Non-GAAP Financial Measures
We use non-GAAP financial measures in this Report as performance measures to supplement the financial information we present on a
GAAP basis. We believe that excluding certain items from our GAAP results allows our management and investors to better understand
our consolidated financial performance from period to period and in relationship to the operating results of our segments, as our
management does not believe that the excluded items are reflective of our underlying operating performance. We also believe that
excluding certain items from our GAAP results allows our management to better project our future consolidated financial performance
because our forecasts are developed at a level of detail different from that used to prepare GAAP-based financial measures. Moreover, we
believe the non-GAAP financial measures provide investors with useful information to help them evaluate our operating results by
facilitating an enhanced understanding of our underlying operating performance and enabling them to make more meaningful period to
period comparisons.
The non-GAAP financial measures presented in this Report include non-GAAP gross margin, non-GAAP operating expenses, non-
GAAP operating income, non-GAAP net income and non-GAAP earnings per share.

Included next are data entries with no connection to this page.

PR #292, opened 2025-05-05
integration: use NTS by default

muzarski:
For the tests with single DC clusters, we would always use `SimpleStrategy`. This PR addresses this, and changes it so we use `NetworkTopologyStrategy` for Scylla clusters. For Cassandra clusters, we will still use `SimpleStrategy` - it's because Cassandra `3.11.19` (the version we currently test against) does not allow `replication_factor` option with NTS.

For `SimpleStrategy` keyspaces, Scylla disables the tablets by default. When we transition to NTS, some tests start to fail - it is expected - some features are currently not working with tablets. In this PR, we disable the tablets for tests which:
1. use counters
2. use LWTs
3. use materialized views
4. try to decomission a node (`ccm` decomission seems to fail for nodes with tablets keyspaces - the exact error is included in corresponding commit's message).

## Pre-review checklist

### DIFF
--- a/tests/src/integration/integration.cpp
+++ b/tests/src/integration/integration.cpp
@@ -268,7 +268,7 @@ std::string Integration::default_replication_strategy() {
     replication_strategy_s << "'NetworkTopologyStrategy', 'dc1': " << number_dc1_nodes_ << ", "
                            << "'dc2': " << number_dc2_nodes_;
   } else {
-    replication_strategy_s << "'SimpleStrategy', 'replication_factor': ";
+    replication_strategy_s << "'NetworkTopologyStrategy', 'dc1': ";
 
     // Ensure the replication factor has not been overridden or already set
     if (replication_factor_ == 0) {
--- a/tests/src/integration/integration.cpp
+++ b/tests/src/integration/integration.cpp
@@ -66,6 +66,7 @@ Integration::Integration()
     , is_keyspace_change_requested_(true)
     , is_test_chaotic_(false)
     , is_beta_protocol_(Options::is_beta_protocol())
+    , disable_tablets_(false)
     , protocol_version_(CASS_PROTOCOL_VERSION_V4)
     , create_keyspace_query_("")
     , start_time_(0ull) {
@@ -349,6 +350,13 @@ void Integration::connect(Cluster cluster) {
              << server_version_.to_string());
   }
 
+  // Check if scylla supports TABLETS feature. If so, and test
+  // does not work with tablets (e.g. it uses LWT), disable the tablets
+  // for test keyspace.
+  if (disable_tablets_ && scylla_supports_feature("TABLETS")) {
+    create_keyspace_query_ = create_keyspace_query_ + " AND TABLETS = { 'enabled': false }";
+  }
+
   // Create the keyspace for the integration test
   session_.execute(create_keyspace_query_);
   CHECK_FAILURE;
@@ -472,6 +480,19 @@ std::string Integration::generate_contact_points(const std::string& ip_prefix,
     contact_points.push_back(contact_point.str());
   }
   return implode(contact_points, ',');
+}
+
+bool Integration::scylla_supports_feature(const std::string& feature) {
+  if (!Options::is_scylla()) {
+    return false;
+  }
+
+  Result res = session_.execute("SELECT supported_features FROM system.local WHERE key='local'");
+  Text supported_features = res.first_row().column_by_name<Text>("supported_features");
+  if (supported_features.is_null()) {
+    return false;
+  }
+  return supported_features.value().find(feature) != std::string::npos;
 }
 
 std::string Integration::format_string(const char* format, ...) const {
--- a/Makefile
+++ b/Makefile
@@ -17,7 +17,7 @@ SCYLLA_TEST_FILTER := $(subst ${SPACE},${EMPTY},ClusterTests.*\
 :BatchSingleNodeClusterTests*:BatchCounterSingleNodeClusterTests*:BatchCounterThreeNodeClusterTests*\
 :ErrorTests.*\
 :SslNoClusterTests*:SslNoSslOnClusterTests*\
-:SchemaMetadataTest.*KeyspaceMetadata:SchemaMetadataTest.*MetadataIterator:SchemaMetadataTest.*View*\
+:SchemaMetadataTest.*\
 :TracingTests.*\
 :ByNameTests.*\
 :CompressionTests.*\
@@ -37,6 +37,8 @@ SCYLLA_TEST_FILTER := $(subst ${SPACE},${EMPTY},ClusterTests.*\
 :ExecutionProfileTest.Integration_Cassandra_SerialConsistency\
 :ExecutionProfileTest.Integration_Cassandra_LatencyAwareRouting\
 :-PreparedTests.Integration_Cassandra_PreparedIDUnchangedDuringReprepare\
+:SchemaMetadataTest.Integration_Cassandra_RegularMetadataNotMarkedVirtual\
+:SchemaMetadataTest.Integration_Cassandra_VirtualMetadata\
 :HeartbeatTests.Integration_Cassandra_HeartbeatFailed\
 :ControlConnectionTests.Integration_Cassandra_TopologyChange\
 :ControlConnectionTests.Integration_Cassandra_FullOutage\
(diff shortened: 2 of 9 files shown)


Lorak-mmk:
Regarding "it: disable tablets for ConsistencyThreeNodeClusterTests ":
What is the replication factor in tests, and how many nodes are there?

These non-GAAP financial measures, as defined by
us, represent the comparable GAAP financial measures adjusted to exclude primarily the following items: acquisition-related charges;
amortization of purchased intangible assets related to acquisitions; severance and facility action costs; accelerated stock option expenses
that were incurred in Fiscal 2009, a merger termination fee that was received during the third quarter of Fiscal 2011; and amounts for the
settlement of the SEC investigation, as well as the settlement of a securities litigation matter, which were incurred during the first quarter
of Fiscal 2011. We provide below more detail regarding each of these items and our reasons for excluding the items. In future periods, we
expect that we may again exclude such items and may incur income and expenses similar to these excluded items. Accordingly, the
exclusion of these items and other similar items in our non-GAAP presentation should not be interpreted as implying that the items are
non-recurring, infrequent, or unusual.